An Autonomous Finite-Time Backstepping Control for Decentralized Automatic Power Sharing of Hybrid Energy Storage Systems in DC Microgrids

The battery (ESb)-supercapacitor (ESsc) hybrid energy storage system (HESS) is the most promising solution for DC microgrids (MGs) to realize the power balance, where system instability caused by the high penetration of constant power loads (CPLs) is also a critical concern. To achieve the decentralized automatic power sharing and DC bus voltage regulation of the HESS in DC MGs towards large-signal stability, a novel autonomous finite-time backstepping control (FTBC) algorithm is proposed in this article. First, taking the characteristics of the DC bus configuration caused by CPLs into consideration, the v(0)(2)-P-0 droop algorithm has been proposed for the HESS to realize the dynamic power sharing among energy storages (ESs) and to maintain the DC bus voltage.
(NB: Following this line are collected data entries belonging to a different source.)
PR #316, opened 2022-02-02
Add toolbar action for creating copy of current form to edit view

### LINKED ISSUE #151: Copy function of existing forms
| Q | A
| --- | ---
| Bug? | no
| New Feature? | yes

With the help of the proposed scheme, the ESb supplies the low-frequency part of the load fluctuations while the ESsc compensates for the high-frequency ones. Second, with the help of extended finite-time observers (EFTOs), various disturbances, such as power coupling between ES-interfaced converters and parameter uncertainties are automatically eliminated by the EFTOs in a finite time, so that the proposed controller can achieve autonomous and decentralized control with no output current sensors and communication links. Then, the FTBC can precisely offset the estimations and stabilize the DC bus voltage in the large-signal sense. Simulation and experimental results verify the effectiveness and superiority of the proposed controller.